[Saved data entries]
--*--
PR #85458, opened 2022-03-29
Vector disk usage

ywelsch:
Adds disk usage information for knn vectors.


ywelsch:
@elasticmachine update branch

server/src/main/java/org/elasticsearch/action/admin/indices/diskusage/IndexDiskUsageAnalyzer.java
```diff
@@ -526,6 +532,38 @@ void visitField(Fields vectors, String fieldName) throws IOException {
...
+                // do a couple of randomized searches to figure out min and max offsets of index file
+                VectorValues vectorValues = vectorReader.getVectorValues(field.name);
+                int numDocsToVisit = reader.maxDoc() < 1000 ? reader.maxDoc() : 1000 * (int) Math.log10(reader.maxDoc());
+                int skipFactor = reader.maxDoc() / numDocsToVisit;
+                for (int i = 0; i < reader.maxDoc(); i += skipFactor) {
+                    if ((i = vectorValues.advance(i)) == DocIdSetIterator.NO_MORE_DOCS) {
+                        break;
+                    }
+                    cancellationChecker.checkForCancellation();
+                    vectorReader.search(field.name, vectorValues.vectorValue(), 1, null, 20);
```
jtibshirani, line 558: A `visitedLimit` of 20 is quite low and might mean that you only end up visiting the upper layers to the graph over and over again, instead of exploring the bottom layer (the full nearest neighbor graph). Also setting `k=1` means the search could search ends really early.

Maybe something like `k=1000, visitedLimit=1000` would make this more stable? Or some function of the number of docs?

jtibshirani:
@ywelsch do you have time / interest to pick this up again? It'd be great to get it in, we've gotten questions from users about kNN vectors usage.

ywelsch:
@jtibshirani It's not high on my list at the moment. I addressed your round of feedback, but I think this needs more at-scale validation to see if it performs well enough on larger data sets. This is quite time-consuming, and I would be happy for someone else to pick the PR up from here.

jtibshirani:
Got it, we'll see if someone else has the time! It may less effort for me or Mayya, as we have local test set-ups on large vector datasets.

javanna:
heya @jdconrad would you like to finish this up? cc @benwtrent

jdconrad:
@jdconrad Sure, I'll see if I can get this up to date soon.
--*--
YOUR INSTRUCTIONS
Nothing is to be altered; retype each entry exactly.

OUTPUT OF THE TASK
PR #85458, opened 2022-03-29
Vector disk usage

ywelsch:
Adds disk usage information for knn vectors.


ywelsch:
@elasticmachine update branch

server/src/main/java/org/elasticsearch/action/admin/indices/diskusage/IndexDiskUsageAnalyzer.java
```diff
@@ -526,6 +532,38 @@ void visitField(Fields vectors, String fieldName) throws IOException {
...
+                // do a couple of randomized searches to figure out min and max offsets of index file
+                VectorValues vectorValues = vectorReader.getVectorValues(field.name);
+                int numDocsToVisit = reader.maxDoc() < 1000 ? reader.maxDoc() : 1000 * (int) Math.log10(reader.maxDoc());
+                int skipFactor = reader.maxDoc() / numDocsToVisit;
+                for (int i = 0; i < reader.maxDoc(); i += skipFactor) {
+                    if ((i = vectorValues.advance(i)) == DocIdSetIterator.NO_MORE_DOCS) {
+                        break;
+                    }
+                    cancellationChecker.checkForCancellation();
+                    vectorReader.search(field.name, vectorValues.vectorValue(), 1, null, 20);
```
jtibshirani, line 558: A `visitedLimit` of 20 is quite low and might mean that you only end up visiting the upper layers to the graph over and over again, instead of exploring the bottom layer (the full nearest neighbor graph). Also setting `k=1` means the search could search ends really early.

Maybe something like `k=1000, visitedLimit=1000` would make this more stable? Or some function of the number of docs?

jtibshirani:
@ywelsch do you have time / interest to pick this up again? It'd be great to get it in, we've gotten questions from users about kNN vectors usage.

ywelsch:
@jtibshirani It's not high on my list at the moment. I addressed your round of feedback, but I think this needs more at-scale validation to see if it performs well enough on larger data sets. This is quite time-consuming, and I would be happy for someone else to pick the PR up from here.

jtibshirani:
Got it, we'll see if someone else has the time! It may less effort for me or Mayya, as we have local test set-ups on large vector datasets.

javanna:
heya @jdconrad would you like to finish this up? cc @benwtrent

jdconrad:
@jdconrad Sure, I'll see if I can get this up to date soon.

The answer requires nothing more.